Yeah, with vidcolormap static, the compiler knows nothing should be able to change it unexpectedly, and thus can do such optimizations.
My general rule (for other reasons, actually) is if it doesn't need to be accessible to other files, make it static (whether variable or function). Also, as a related rule: the "extern" keyword should not appear in a .c file (limit its use to .h files). The reason for this is there was a bug (possibly in only QF, but I don't know) where a variable was declared as int in one .c file and short in another .c file. The compiler didn't catch the problem because one of the .c files was using extern, and for some reason the linker didn't complain.
While places like R_DrawSurfaceBlock8_mip0 are obvious places to optimize (or at least likely places), always follow Abrash's rule: profile, profile, reconsider the algorithm, profile, profile, then optimize. There's little point in optimizing code that has little impact on performance, and there's no point optimizing an O(N**2) algorithm when there's an O(N) (or even the holy grail, O(1)*) algorithm available.
* Yes, for some problem spaces, O(1) exists, but they're rare. Sure, they're sometimes more expensive for small N, but since they scale so nicely, who cares?

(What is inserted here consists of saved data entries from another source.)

Issue #4546, opened 2018-02-06
Parse Query Aggregate 'group' error when 'objectId' is not a string


thodinh:
### Issue Description
I wanna stats users that register by day, so I use the aggregate query to count. Code here:
```
Parse.Cloud.define('statsUserByCreatedDate', (req, res) => {
    var pipeline = [{
        group: { 
            objectId: { day: { $dayOfMonth: "$_created_at" }, month: { $month: "$_created_at" }, year: { $year: "$_created_at" } }, 
            count: { $sum: 1 } }
        }
    ];
    var query = new Parse.Query(Parse.User);
    query.aggregate(pipeline, { useMasterKey: true })
        .then(function(results) {
            res.success(results);
        })
        .catch(function(error) {
            res.error(error)
        });
});
```
But, I get the error: 
```
Error generating response. TypeError: stage.$group._id.substring is not a function
at __dirname.aggregate.pipeline.map.stage (<project_dir>/node_modules/parse-server/lib/Adapters/Storage/Mongo/MongoStorageAdapter.js:493:42)
    at Array.map (native)
    at MongoStorageAdapter.aggregate (<project_dir>/node_modules/parse-server/lib/Adapters/Storage/Mongo/MongoStorageAdapter.js:490:25)
    at __dirname.find.query.loadSchema.then.schemaController.getOneSchema.catch.then.schema.then.then.then (<project_dir>/node_modules/parse-server/lib/Controllers/DatabaseController.js:912:35)
    at process._tickDomainCallback (internal/process/next_tick.js:135:7)
...
```
This is the code occurs error

```
MongoStorageAdapter.js

aggregate(className, schema, pipeline, readPreference) {
    let isPointerField = false;
    pipeline = pipeline.map(stage => {
      if (stage.$group && stage.$group._id) {
          const field = stage.$group._id.substring(1);
          if (schema.fields[field] && schema.fields[field].type === 'Pointer') {
            isPointerField = true;
            stage.$group._id = `$_p_${field}`;
          }
      }
...
```
In my case above I tried check typeof `stage.$group._id` (`if (typeof stage.$group._id === 'string')`) and it works to me. But I don't know how in any other case.

Please check it!

Thanks
### Environment Setup

- **Server**
  - parse-server version: 2.7.2

PR #4549, opened 2018-02-07
PG: Add dates to group aggregate

dplewis:
Closes https://github.com/parse-community/parse-server/issues/4546

Let me know if more tests are needed. 

I didn't really know how to write a test case for createdAt / updatedAt.

Also, I don't think `it_only_db('mongo')` works anymore.


dplewis:
@flovilmart I just realized that Postgres doesn't store dates as UTC like mongo. Is that proper functionality?

flovilmart:
ALL dates should be UTC (that’s the expected behavior). If it isn’t, then... that’s quite problematic :/

dplewis:
For instance the objects I just created on postgres look like `2018-02-07 20:58:31.512-06`. That `-06` is Central Time

flovilmart:
ouch yeah all dates should be UTC, but becaut they have the TZ info, not all is lost :)

dplewis:
@flovilmart should we convert them to UTC or leave them be?

dplewis:
@flovilmart The PG date storage aside how does this look?

dplewis:
@flovilmart Thanks. What about the node vulnerability?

eg, using a hash table will be slower for small N (hash string, compare a string or two vs just comparing a few strings in a simple linked list), but get to a few thousand (eg, compiling frikbot with qcc) and the hash table wins hands down.
Anyway, if the code is fast enough (thus the need for profiling), clean, easily read (and modified!) code is much more important than "fast" code. Also, compiler writers put their efforts into getting the compiler to produce optimial code for the clean, easily read code. Hand optimizing the code
can wind up fighting the compiler's optimization algorithms and wind up producing sub-optimal code (probably still better than the clean code with compiler optimizations turned off).
Now, the
best thing to do for "hand optimizing" code is actually to give the compiler hints (and as a fringe benefit, improve the readability of the code and let the compiler help catch errors). Things like "static" and "const" wherever possible can make a big difference. Just making vec3_t params "const" where possible made a noticeable difference!